Wakil Bupati mengatakan, Salat Istisqa melengkapi berbagai langkah penanganan karhutla. Menurutnya, pemerintah terus melakukan upaya pencegahan dan penanganan di lapangan.
"Melalui Salat Istisqa ini kita bersama-sama bermunajat memohon kepada Allah SWT agar segera menurunkan hujan di Kabupaten OKI. Semoga doa-doa yang kita panjatkan diijabah, sehingga kemarau segera berakhir dan masyarakat terhindar dari dampak kekeringan maupun kebakaran hutan dan lahan," ucapnya.
Ia berharap doa bersama ini membawa keberkahan bagi seluruh masyarakat Kabupaten OKI. Selain itu, musim kemarau segera berakhir dengan turunnya hujan.

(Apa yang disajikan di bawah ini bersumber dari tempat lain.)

PR #2318, opened 2025-11-14
overland flow: add adjust_unstable_discharge

mcflugen:
# Pull Request Guidelines

  not just *what* was changed.

---

## Pull Request Checklist

---

## Description

I've refactored the adjustment of discharge for stability, fixing a small error (I think) and significantly speeding up the original block of code. I think it's also clearer to read.

This replaces the following code,
```python
                q_courant = q_at_link * dt_local / self._grid.dx
                water_div_4 = h_at_link / 4.0
                (positive_q,) = np.where(q_at_link > 0)
                (negative_q,) = np.where(q_at_link < 0)

                (water_logical,) = np.where(q_courant > water_div_4)
                (water_abs_logical,) = np.where(abs(q_courant) > water_div_4)

                self._if_statement_3 = np.intersect1d(positive_q, water_logical)
                self._if_statement_4 = np.intersect1d(negative_q, water_abs_logical)

                q_at_link[self._if_statement_3] = (
                    (h_at_link[self._if_statement_3] * self._grid.dx) / 5.0
                ) / dt_local

                q_at_link[self._if_statement_4] = (
                    0.0
                    - (h_at_link[self._if_statement_4] * self._grid.dx / 5.0) / dt_local
                )
```
I believe the only difference between this and my new version is when clamping is triggered. In the old version, `q` values are clamped when `abs(q) > 0.25 * h * dx / dt` and were clamped to `abs(q) = 0.2 * h * dx / dt`. In my new version, the trigger and the clamped values are the same (i.e. the trigger and the cap are both `abs(q) > 0.2 * h * dx / dt`). I think this is what we probably want. In the original, values between the cap and the trigger were unchanged.

---

## Related Issues

#2327

### DIFF
--- a/news/2318.misc
+++ b/news/2318.misc
@@ -1,0 +1,2 @@
+Refactored discharge stability adjustments in the overland flow component
+into a new *cython* function, `adjust_unstable_discharge`.
--- a/src/landlab/components/overland_flow/_calc.pyx
+++ b/src/landlab/components/overland_flow/_calc.pyx
@@ -19,6 +19,38 @@ ctypedef fused id_t:
 @cython.boundscheck(False)
 @cython.wraparound(False)
 @cython.nonecheck(False)
+def adjust_unstable_discharge(
+    cython.floating [::1] q_at_link,
+    const cython.floating [::1] h_at_link,
+    *,
+    const double dx,
+    const double dt,
+    const id_t [::1] where,
+    cython.floating [::1] out,
+):
+    cdef Py_ssize_t n_links = where.shape[0]
+    cdef Py_ssize_t i
+    cdef id_t link
+    cdef double dx_over_dt = dx / dt
+    cdef double factor_of_safety = 0.8
+    cdef double q_threshold
+    cdef double q
+    cdef double h
+
+    for i in prange(n_links, nogil=True, schedule="static"):
+        link = where[i]
+        q = q_at_link[link]
+        h = h_at_link[link]
+
+        q_threshold = 0.25 * h * dx_over_dt * factor_of_safety
+        out[link] = copysign(fmin(fabs(q), q_threshold), q)
+
+    return (<object>out).base
+
+
+@cython.boundscheck(False)
+@cython.wraparound(False)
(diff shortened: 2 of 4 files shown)


gregtucker (commented):
My main comment at this point is really a question: do we know where this q limiter comes from? I re-skimmed de Almeida et al. (2012) and didn't see it. I'm wondering what the numerical rationale is. The time-step size is in theory supposed to keep keep time steps small enough that a shallow-water wave would not pass across a full cell width: dt = alpha dx / root(g hmax), where hmax is the deepest water depth and therefore the fastest wave propagation.

My guess is that this becomes insufficient when you get supercritical flow, U > root(g h). I thought that's what the old steep_slopes flag was supposed to do: prevent flow speeds above supercritical. I think there's a physical justification for that: if there are any substantial roughness elements, flows above supercritical will be prone to generating hydraulic jumps, and therefore dropping back down below critical - effectively "hugging" the critical point (Grant 1997 wrote above this). So you could argue that any "natural" situation will have U = root(g h) as an upper limit.

I think the limiter does more than this though. If you plug in dt = alpha dx / root(g hmax) into qmax,

qmax = (1/4) f alpha h root(g hmax)

At the node where, h = hmax, this means that qmax = (0.8 x 0.7 x 0.25) times h root(g h). Since h root(g h) is critical flow, this implies that velocity will be capped at a relatively small fraction of critical speed. At nodes where h < hmax, this won't be the case, and I guess the effective fraction of critical will be bigger: (0.8 x 0.7 x 0.25 x root(hmax / h)).

Before proceeding, maybe it would be good to ask @jadams15 or @nicgaspar if they remember where this limiter comes from. If it's from a paper, it would be good to cite that paper. If it was just an ad hoc attempt to improve stability, it would be good to note that.

nicgaspar:
@mcflugen Regarding the discharge limiter ... I looked in Jordan's paper and in the user manual. I did not find anything explicit about the discharge limiter. But I think it could be that the steep slopes limiter is optional and must be turned on, but the courant check always happens, if I'm interpreting things correctly.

Menurut Supriyanto, masyarakat perlu menguatkan ikhtiar batin melalui doa dan ibadah. Langkah tersebut harus berjalan seiring dengan upaya nyata menjaga lingkungan.
"Selain berdoa, mari kita bersama-sama menjaga alam dengan tidak membuka lahan menggunakan api. Ikhtiar lahir dan batin harus berjalan beriringan agar musibah dapat kita cegah bersama," ujarnya.
Ia mengimbau masyarakat tidak membuka lahan menggunakan api selama musim kemarau berlangsung. Tindakan itu dinilai penting mencegah munculnya titik api dan meluasnya karhutla.
Supriyanto juga mengajak masyarakat memperbanyak istighfar serta meningkatkan keimanan kepada Allah SWT. Kesadaran bersama diharapkan memperkuat kepedulian terhadap lingkungan sekitar.
Pelaksanaan Salat Istisqa mencerminkan sinergi pemerintah, ulama, dan masyarakat menghadapi musim kemarau. Kebersamaan itu diharapkan memperkuat semangat gotong royong dalam mencegah bencana kekeringan dan karhutla.
Rekomendasi Berita
Memuat berita terbaru.....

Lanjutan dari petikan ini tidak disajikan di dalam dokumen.